(Items from a dataset)
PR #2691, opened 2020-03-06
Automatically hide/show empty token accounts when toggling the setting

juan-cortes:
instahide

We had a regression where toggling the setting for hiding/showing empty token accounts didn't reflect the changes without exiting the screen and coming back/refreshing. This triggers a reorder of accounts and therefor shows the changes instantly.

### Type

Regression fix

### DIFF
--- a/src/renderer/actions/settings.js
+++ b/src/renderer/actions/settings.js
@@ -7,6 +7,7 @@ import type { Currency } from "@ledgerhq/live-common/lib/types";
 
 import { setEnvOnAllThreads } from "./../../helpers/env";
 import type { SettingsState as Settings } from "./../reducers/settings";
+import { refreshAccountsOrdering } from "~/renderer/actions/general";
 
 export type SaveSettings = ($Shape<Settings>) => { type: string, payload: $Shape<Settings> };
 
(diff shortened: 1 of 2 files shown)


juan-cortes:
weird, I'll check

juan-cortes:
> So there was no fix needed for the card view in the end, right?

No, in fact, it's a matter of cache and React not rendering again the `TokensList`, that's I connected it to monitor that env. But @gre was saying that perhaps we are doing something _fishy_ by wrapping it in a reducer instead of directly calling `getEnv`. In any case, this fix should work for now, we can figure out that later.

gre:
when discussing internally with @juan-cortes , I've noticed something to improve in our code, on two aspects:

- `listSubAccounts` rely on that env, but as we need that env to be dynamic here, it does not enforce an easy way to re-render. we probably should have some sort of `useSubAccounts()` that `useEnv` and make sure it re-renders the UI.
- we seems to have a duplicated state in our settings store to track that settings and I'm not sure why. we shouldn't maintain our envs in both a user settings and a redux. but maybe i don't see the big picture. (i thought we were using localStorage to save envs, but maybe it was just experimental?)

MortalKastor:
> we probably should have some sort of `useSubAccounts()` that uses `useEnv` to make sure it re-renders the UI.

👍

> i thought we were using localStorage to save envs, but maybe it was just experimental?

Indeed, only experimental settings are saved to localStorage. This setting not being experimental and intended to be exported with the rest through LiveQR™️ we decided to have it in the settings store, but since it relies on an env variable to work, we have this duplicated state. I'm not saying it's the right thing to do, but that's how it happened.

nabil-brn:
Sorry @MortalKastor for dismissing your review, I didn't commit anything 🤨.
--
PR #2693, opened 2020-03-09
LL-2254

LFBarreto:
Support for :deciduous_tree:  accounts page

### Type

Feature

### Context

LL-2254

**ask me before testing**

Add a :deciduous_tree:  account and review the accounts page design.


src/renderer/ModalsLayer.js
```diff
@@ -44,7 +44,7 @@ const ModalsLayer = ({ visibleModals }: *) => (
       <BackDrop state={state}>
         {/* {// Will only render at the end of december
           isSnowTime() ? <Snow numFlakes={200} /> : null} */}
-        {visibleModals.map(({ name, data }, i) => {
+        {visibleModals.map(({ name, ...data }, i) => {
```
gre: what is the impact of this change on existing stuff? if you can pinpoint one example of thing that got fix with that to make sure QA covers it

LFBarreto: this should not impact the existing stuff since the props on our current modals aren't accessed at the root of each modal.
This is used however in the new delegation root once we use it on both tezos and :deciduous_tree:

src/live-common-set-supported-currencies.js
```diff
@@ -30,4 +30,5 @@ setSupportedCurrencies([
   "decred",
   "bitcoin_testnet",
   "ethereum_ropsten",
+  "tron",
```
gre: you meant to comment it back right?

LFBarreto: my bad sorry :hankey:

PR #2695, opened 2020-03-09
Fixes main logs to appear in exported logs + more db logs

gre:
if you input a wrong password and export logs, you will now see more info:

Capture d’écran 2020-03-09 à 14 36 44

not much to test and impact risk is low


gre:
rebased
---
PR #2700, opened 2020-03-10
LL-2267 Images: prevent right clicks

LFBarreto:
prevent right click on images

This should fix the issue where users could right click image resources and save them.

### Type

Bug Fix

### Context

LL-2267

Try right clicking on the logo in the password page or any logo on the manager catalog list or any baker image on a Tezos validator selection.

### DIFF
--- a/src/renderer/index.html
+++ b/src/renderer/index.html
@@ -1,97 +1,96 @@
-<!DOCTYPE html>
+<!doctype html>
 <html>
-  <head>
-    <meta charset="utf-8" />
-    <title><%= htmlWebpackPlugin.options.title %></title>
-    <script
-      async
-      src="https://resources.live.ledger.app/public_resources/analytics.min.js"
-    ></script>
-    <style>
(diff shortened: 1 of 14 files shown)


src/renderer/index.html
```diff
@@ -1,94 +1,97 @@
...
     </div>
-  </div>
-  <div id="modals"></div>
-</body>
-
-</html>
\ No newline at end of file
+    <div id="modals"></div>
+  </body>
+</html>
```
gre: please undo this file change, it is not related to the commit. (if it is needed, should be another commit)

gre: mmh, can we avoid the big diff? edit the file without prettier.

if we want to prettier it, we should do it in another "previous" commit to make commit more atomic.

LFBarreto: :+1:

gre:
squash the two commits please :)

■ **ASSIGNMENT**
Using the entries above, give back exactly the line containing "the end, right?", the line containing "and make sure it re-renders the UI.", and every line between them, and nothing else.

■ **TASK RESPONSE**
> So there was no fix needed for the card view in the end, right?

No, in fact, it's a matter of cache and React not rendering again the `TokensList`, that's I connected it to monitor that env. But @gre was saying that perhaps we are doing something _fishy_ by wrapping it in a reducer instead of directly calling `getEnv`. In any case, this fix should work for now, we can figure out that later.

gre:
when discussing internally with @juan-cortes , I've noticed something to improve in our code, on two aspects:

- `listSubAccounts` rely on that env, but as we need that env to be dynamic here, it does not enforce an easy way to re-render. we probably should have some sort of `useSubAccounts()` that `useEnv` and make sure it re-renders the UI.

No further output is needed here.